* [What you will do]:
Transcribe the records in full.

* * *

PR #1065, opened 2022-07-17
Fix hanging straxer

jmosbacher:
status thread is keeping straxer from exiting when the work is done. This PR is a trivial fix, just adding `daemon=True` when creating the thread so it exits when the main thread exits.


JoranAngevaare (approved):
Thanks Yossi!

PR #1071, opened 2022-08-04
Enforce endtime at readout level

JoranAngevaare:
Simple example of how to trim all the endtime to the endtime in the rundoc

Read an endtime from the rundoc when the run has ended, clip al the raw-records to be within that time interval


WenzDaniel:
Makes a lot of sense and looks good to me. Makes also a few things easier for vetoing all events too close to the run boundaries.

JoranAngevaare:
This approach is fundamentally flawed due to the timestamps in the rundoc being machine timestamps rather than anything else

PR #1077, opened 2022-09-07
Add dynamic event display docs

WenzDaniel:

Adds dynamic event display tutorial to docs. Before it was quite hidden in the analysis code repository.


WenzDaniel:
Added a small fix for the wiki friendly html conversion.

docs/source/tutorials/EventDisplayInteractive.md
```diff
@@ -0,0 +1,284 @@
...
+
+.. code-block:: python
+
+    tool_box = fig.children[1].children[0]
+    tool_box.visible=False
+    bklt.show(fig)
+    
+
+Record matrix: 
+============
```
JoranAngevaare, line 176:
```suggestion
Record matrix: 
-----------------------------------------------------
```

docs/source/tutorials/EventDisplayInteractive.md
```diff
@@ -0,0 +1,284 @@
...
+
+.. code-block:: python
+
+    fig
+
+
+The re-plotting of the record array requires an active python kernel in the background. This means that the interactivity of this plot gets lost as soon as it is exported as an HTML file.
+
+Event selection:
+=============
```
JoranAngevaare, line 208:
```suggestion
Event selection:
-----------------------------------------------------
```

JoranAngevaare (commented):
Hi Daniel, nice to add!

1. Would we need the `.md` and the notebook both? Otherwise probably adding a link to the `.ipynb` in the proper repo would probably be enough?
2. Would you want to include the HTML file into the md file? I'm sure something like that should be possible with something like `.. image:: `
3. Probably worth changing the headers as below, otherwise they make another section 
image

WenzDaniel:
> Would we need the .md and the notebook both? Otherwise probably adding a link to the .ipynb in the proper repo would probably be enough?

I think since it is a tool provided along the package it make sense to put it here. In my personal opinion, the other repository has become a bit useless as it is too heavy I stopped using it already a long time ago.

> Would you want to include the HTML file into the md file?

Nice idea also though about it, but I did not want to put any unnecessary weight to the repository.

> Probably worth changing the headers as below, otherwise they make another section

Ah good catch, I will change it

JoranAngevaare:
@WenzDaniel should we merge as it is or? I hope that we could somehow embed the html doc into the .md file

dachengx:
Hey @WenzDaniel. How did you generate the https://github.com/XENONnT/straxen/blob/eef2a06b500cc14ce2b3222a514ff4570ef7110e/docs/source/tutorials/EventDisplayInteractive.md from https://github.com/XENONnT/straxen/blob/eef2a06b500cc14ce2b3222a514ff4570ef7110e/notebooks/tutorials/EventDisplayInteractive.ipynb? And shall we keep them both?

dachengx:
I think we can only keep the notebooks because users will want to directly run the codes.

notebooks/tutorials/EventDisplayInteractive.ipynb
```diff
@@ -691,6 +691,9 @@
    "nbconvert_exporter": "python",
    "pygments_lexer": "ipython3",
    "version": "3.8.16"
+  },
+  "nbsphinx": {
+    "execute": "never"
   }
```
dachengx, line 697: Here
```
"nbsphinx": {
    "execute": "never"
  }
```

is to disable the execution of the notebook when readthedocs building.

* * *

* [Result below]:
PR #1065, opened 2022-07-17
Fix hanging straxer

jmosbacher:
status thread is keeping straxer from exiting when the work is done. This PR is a trivial fix, just adding `daemon=True` when creating the thread so it exits when the main thread exits.


JoranAngevaare (approved):
Thanks Yossi!

PR #1071, opened 2022-08-04
Enforce endtime at readout level

JoranAngevaare:
Simple example of how to trim all the endtime to the endtime in the rundoc

Read an endtime from the rundoc when the run has ended, clip al the raw-records to be within that time interval


WenzDaniel:
Makes a lot of sense and looks good to me. Makes also a few things easier for vetoing all events too close to the run boundaries.

JoranAngevaare:
This approach is fundamentally flawed due to the timestamps in the rundoc being machine timestamps rather than anything else

PR #1077, opened 2022-09-07
Add dynamic event display docs

WenzDaniel:

Adds dynamic event display tutorial to docs. Before it was quite hidden in the analysis code repository.


WenzDaniel:
Added a small fix for the wiki friendly html conversion.

docs/source/tutorials/EventDisplayInteractive.md
```diff
@@ -0,0 +1,284 @@
...
+
+.. code-block:: python
+
+    tool_box = fig.children[1].children[0]
+    tool_box.visible=False
+    bklt.show(fig)
+    
+
+Record matrix: 
+============
```
JoranAngevaare, line 176:
```suggestion
Record matrix: 
-----------------------------------------------------
```

docs/source/tutorials/EventDisplayInteractive.md
```diff
@@ -0,0 +1,284 @@
...
+
+.. code-block:: python
+
+    fig
+
+
+The re-plotting of the record array requires an active python kernel in the background. This means that the interactivity of this plot gets lost as soon as it is exported as an HTML file.
+
+Event selection:
+=============
```
JoranAngevaare, line 208:
```suggestion
Event selection:
-----------------------------------------------------
```

JoranAngevaare (commented):
Hi Daniel, nice to add!

1. Would we need the `.md` and the notebook both? Otherwise probably adding a link to the `.ipynb` in the proper repo would probably be enough?
2. Would you want to include the HTML file into the md file? I'm sure something like that should be possible with something like `.. image:: `
3. Probably worth changing the headers as below, otherwise they make another section 
image

WenzDaniel:
> Would we need the .md and the notebook both? Otherwise probably adding a link to the .ipynb in the proper repo would probably be enough?

I think since it is a tool provided along the package it make sense to put it here. In my personal opinion, the other repository has become a bit useless as it is too heavy I stopped using it already a long time ago.

> Would you want to include the HTML file into the md file?

Nice idea also though about it, but I did not want to put any unnecessary weight to the repository.

> Probably worth changing the headers as below, otherwise they make another section

Ah good catch, I will change it

JoranAngevaare:
@WenzDaniel should we merge as it is or? I hope that we could somehow embed the html doc into the .md file

dachengx:
Hey @WenzDaniel. How did you generate the https://github.com/XENONnT/straxen/blob/eef2a06b500cc14ce2b3222a514ff4570ef7110e/docs/source/tutorials/EventDisplayInteractive.md from https://github.com/XENONnT/straxen/blob/eef2a06b500cc14ce2b3222a514ff4570ef7110e/notebooks/tutorials/EventDisplayInteractive.ipynb? And shall we keep them both?

dachengx:
I think we can only keep the notebooks because users will want to directly run the codes.

notebooks/tutorials/EventDisplayInteractive.ipynb
```diff
@@ -691,6 +691,9 @@
    "nbconvert_exporter": "python",
    "pygments_lexer": "ipython3",
    "version": "3.8.16"
+  },
+  "nbsphinx": {
+    "execute": "never"
   }
```
dachengx, line 697: Here
```
"nbsphinx": {
    "execute": "never"
  }
```

is to disable the execution of the notebook when readthedocs building.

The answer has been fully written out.